O papel fundamental dos habitats na proteção costeira

Um estudo da Universidade Federal Fluminense, publicado na ScienceDirect, destaca o papel fundamental dos habitats. O trabalho alerta que cerca de 60% da costa do Rio de Janeiro apresenta níveis intermediários ou altos de vulnerabilidade às mudanças climáticas.

erosão costeira
Imagem, www.jornalagito.com.

O risco cresce com a elevação do nível do mar, ressacas – a primeira de 2026 deixou reféns as praias da região Sul – e tempestades mais intensas. Segundo Igor Rodrigues Henud, principal autor, as zonas costeiras têm grande peso social e ambiental. Por isso, o poder público precisa adotar medidas preventivas e de mitigação. Essas ações reduzem danos causados pela erosão e pelas inundações costeiras.

O ameaçado litoral brasileiro

A erosão costeira ameaça 60% do litoral do País segundo o professor Dieter Muehe, em podcast gravado para este site. Isso se deve a fatores naturais aliado à ocupação irregular, desordenada, provocada sobretudo pela especulação imobiliária, e à infraestrutura pública colocada sobre os habitats de proteção da costa como restingas, dunas e manguezais. Este cenário se agrava com a elevação do nível do mar e com eventos extremos cada vez mais fortes e frequentes.

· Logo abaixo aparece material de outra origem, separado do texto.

PR #2276, opened 2021-09-16
Mark forwarders for all TypeReferences

sbomer:
Fixes https://github.com/dotnet/linker/issues/2267.

This fixes the issue by taking the first approach mentioned in https://github.com/dotnet/linker/issues/2267#issuecomment-916379762. We now mark type forwarders referenced from any `TypeReference` we discover for a copy assembly, including `TypeReference`s to built-in types which only exist as bytes in metadata rather than typeref rows.

The walking logic in `TypeReferenceMarker` is copied from `AssemblyReferencesCorrector` in `SweepStep` and adjusted so that instead of updating the scopes of typereferences, it just marks any type forwarders they point to. The walking logic was duplicated to avoid touching `SweepStep` to reduce the risk of this change.

This includes a change to the test infrastructure to build tests against `System.Runtime`, which is necessary to reproduce the issue (since it has to do with references to builtin types forwarded from `System.Runtime` to `System.Private.CoreLib`). That change caused the compiler to produce different code for event methods - before the change, there were unnecessary locals in the generated code. Either way the unreachablebodies optimization removes all locals for unreachable event methods, which is why I removed the `ExpectLocalsModified` from a few testcases.

I plan to factor out the duplicated logic in a follow-up that we won't consider taking into .NET6.

### DIFF
--- a/src/linker/Linker.Steps/MarkStep.cs
+++ b/src/linker/Linker.Steps/MarkStep.cs
@@ -1380,7 +1380,12 @@ namespace Mono.Linker.Steps
 			foreach (TypeDefinition type in module.Types)
 				MarkEntireType (type, new DependencyInfo (DependencyKind.TypeInAssembly, assembly));
 
-			// Mark scopes of type references and exported types by traversing the assembly.
+			foreach (ExportedType exportedType in module.ExportedTypes) {
+				MarkingHelpers.MarkExportedType (exportedType, module, new DependencyInfo (DependencyKind.ExportedType, assembly));
+				MarkingHelpers.MarkForwardedScope (new TypeReference (exportedType.Namespace, exportedType.Name, module, exportedType.Scope));
+			}
+
+			// Mark scopes of type references by traversing the assembly.
 			new TypeReferenceMarker (assembly, MarkingHelpers).Process ();
 
 			// Also mark the scopes of metadata typeref rows to cover any not discovered by the traversal.
--- a/src/linker/Linker.Steps/MarkStep.cs
+++ b/src/linker/Linker.Steps/MarkStep.cs
@@ -1380,11 +1380,11 @@ namespace Mono.Linker.Steps
 			foreach (TypeDefinition type in module.Types)
 				MarkEntireType (type, new DependencyInfo (DependencyKind.TypeInAssembly, assembly));
 
-			foreach (ExportedType exportedType in module.ExportedTypes) {
-				MarkingHelpers.MarkExportedType (exportedType, module, new DependencyInfo (DependencyKind.ExportedType, assembly));
-				MarkingHelpers.MarkForwardedScope (new TypeReference (exportedType.Namespace, exportedType.Name, module, exportedType.Scope));
-			}
+			// Mark scopes of type references and exported types by traversing the assembly.
+			new TypeReferenceMarker (assembly, MarkingHelpers).Process ();
 
+			// Also mark the scopes of metadata typeref rows to cover any not discovered by the traversal.
+			// This can happen when the compiler emits typerefs into IL which aren't strictly necessary per ECMA 335.
 			foreach (TypeReference typeReference in module.GetTypeReferences ())
 				MarkingHelpers.MarkForwardedScope (typeReference);
 		}
--- a/src/linker/Linker/TypeReferenceMarker.cs
+++ b/src/linker/Linker/TypeReferenceMarker.cs
@@ -22,7 +22,7 @@ namespace Mono.Linker
 			visited = null;
 		}
 
-		// Traverse the assembly and mark exported types, and the scopes of discovered type references.
+		// Traverse the assembly and mark the scopes of discovered type references (but not exported types).
 		// This includes scopes referenced by Cecil TypeReference objects that don't represent rows in the typeref table,
 		// such as references to built-in types, or attribute arguments which encode type references as strings.
 		public void Process ()
@@ -41,9 +41,6 @@ namespace Mono.Linker
 					WalkScopes (type);
 				}
 			}
-
-			if (mmodule.HasExportedTypes)
-				WalkTypeScope (mmodule.ExportedTypes);
 
 			visited = null;
 		}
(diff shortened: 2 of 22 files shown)


src/linker/Linker.Steps/MarkStep.cs
```diff
@@ -1380,11 +1380,11 @@ void MarkEntireAssembly (AssemblyDefinition assembly)
 			foreach (TypeDefinition type in module.Types)
 				MarkEntireType (type, new DependencyInfo (DependencyKind.TypeInAssembly, assembly));
 
-			foreach (ExportedType exportedType in module.ExportedTypes) {
-				MarkingHelpers.MarkExportedType (exportedType, module, new DependencyInfo (DependencyKind.ExportedType, assembly));
-				MarkingHelpers.MarkForwardedScope (new TypeReference (exportedType.Namespace, exportedType.Name, module, exportedType.Scope));
-			}
```
vitek-karas, line 1386: I must admit I don't understand why we're removing marking of type forwarders... the rest of the changes in this method make sense, but this one I don't get.

sbomer: The forwarders are marked by the `TypeReferenceMarker` at https://github.com/dotnet/linker/pull/2276/files#diff-279c983ce836c70ed323727a69c23d650e18e177e3ec103cf15805ad69e9e017R151-R152.

I can move that back into this method to reduce the delta if you prefer.

vitek-karas: I would prefer we don't remove anything from the code which is there - ideally we should just add. I know that this should be the same... but still.

sbomer: Done!

src/linker/Linker/TypeReferenceMarker.cs
```diff
@@ -0,0 +1,343 @@
...
+
+					if (m.HasBody)
+						WalkTypeScope (m.Body);
+				}
+			}
+
+			if (typeDefinition.HasProperties) {
+				foreach (var p in typeDefinition.Properties) {
+					WalkCustomAttributesTypesScopes (p);
+					// p.PropertyType is not saved
```
vitek-karas, line 107: For future reference - this feels dangerous - not because of saving, but because of custom steps. We update the type refs in sweep step - but we don't update this one (intentionally). Again - nothing to do with this change, just that I noticed this...

vitek-karas (approved):

test/Mono.Linker.Tests/TestCasesRunner/TestCaseMetadaProvider.cs
```diff
@@ -164,16 +164,23 @@ public virtual IEnumerable<string> GetCommonReferencedAssemblies (NPath workingD
...
+			yield return Path.Combine (referenceDir, "System.Collections.dll");
+			yield return Path.Combine (referenceDir, "System.ComponentModel.TypeConverter.dll");
+			yield return Path.Combine (referenceDir, "System.Console.dll");
+			yield return Path.Combine (referenceDir, "System.Diagnostics.Tracing.dll");
+			yield return Path.Combine (referenceDir, "System.Linq.Expressions.dll");
+			yield return Path.Combine (referenceDir, "System.ObjectModel.dll");
+			yield return Path.Combine (referenceDir, "System.Reflection.Emit.dll");
+			yield return Path.Combine (referenceDir, "System.Runtime.dll");
+			yield return Path.Combine (referenceDir, "System.Runtime.Extensions.dll");
+			yield return Path.Combine (referenceDir, "System.Runtime.InteropServices.dll");
```
marek-safar, line 183: Can we keep the list small? Every added assembly will slow down every test run.

src/linker/Linker.Steps/MarkStep.cs
```diff
@@ -1385,6 +1385,11 @@ void MarkEntireAssembly (AssemblyDefinition assembly)
 				MarkingHelpers.MarkForwardedScope (new TypeReference (exportedType.Namespace, exportedType.Name, module, exportedType.Scope));
 			}
 
+			// Mark scopes of type references by traversing the assembly.
+			new TypeReferenceMarker (assembly, MarkingHelpers).Process ();
```
marek-safar, line 1389: Which type references we are converting are missing in module.GetTypeReferences () ?

test/Mono.Linker.Tests/TestCasesRunner/TestCaseMetadaProvider.cs
sbomer: I removed a few from the common list and made them individual testcase references instead. System.Collections and System.Runtime.InteropServices are referenced by test dependencies, so I think they need to be common.

src/linker/Linker.Steps/MarkStep.cs
sbomer: `GetTypeReferences` misses ones like in the original issue, for example when a field type is a builtin type. There's no typeref row for the reference in metadata in that case.

vitek-karas:
@sbomer - can you please prepare a backport to 6.0 RC2 for this? My understanding is that Xamarin will need this - @rolfbjarne can you please confirm?

rolfbjarne:
> @sbomer - can you please prepare a backport to 6.0 RC2 for this? My understanding is that Xamarin will need this - @rolfbjarne can you please confirm?

Correct, we need this.

sbomer:
This went into the RC2 SDK with this change: https://github.com/dotnet/sdk/pull/21118.

vitek-karas:
Sorry - I didn't notice this PR was for the 6.0 branch.

rolfbjarne:
I can confirm this is in RC2, but it's not in the 6.0.1xx branch: https://github.com/dotnet/sdk/blob/7156781d4c687ddf6e0f24d244c0c239a92dd02e/eng/Version.Details.xml#L123-L131

vitek-karas:
@agocke - do you know what branch flows to the 6.0.1xx SDK? It might be that the answer is "none yet" and we would definitely need to fix that.

agocke:
Ah I thought there was automerge in sdk like there is in runtime. I'll insert the same build into both for now.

Já comentamos por aqui a ‘moda’ que tem seu epicentro no litoral de Santa Catarina, ou seja, as inúteis engordas de praias que não resolvem a questão, como alertaram especialistas da UFSC em Notas Técnicas ignoradas pelo poder público. O documento explica a formação, o funcionamento do sistema praial, e mostra de maneira didática como a ocupação humana mal feita, desordenada, é a responsável pelo fenômeno.

Resumindo bastante, eis o que dizem: Construções no supralitoral — casas, prédios, restaurantes, estradas — destroem e fragmentam habitats. Bem como poluem e alteram o sistema praial. A ocupação intensa bloqueia a circulação de sedimentos, causa déficit no entremarés e sublitoral e acelera a erosão, inclusive no próprio supralitoral’.

‘A soma de impactos locais, da redução de sedimentos, da elevação do mar e de eventos extremos reduz os benefícios que as praias oferecem. A prova está nos desabamentos de muros, estradas, casas, restaurantes e hotéis — e na faixa de areia cada vez mais estreita para o lazer’.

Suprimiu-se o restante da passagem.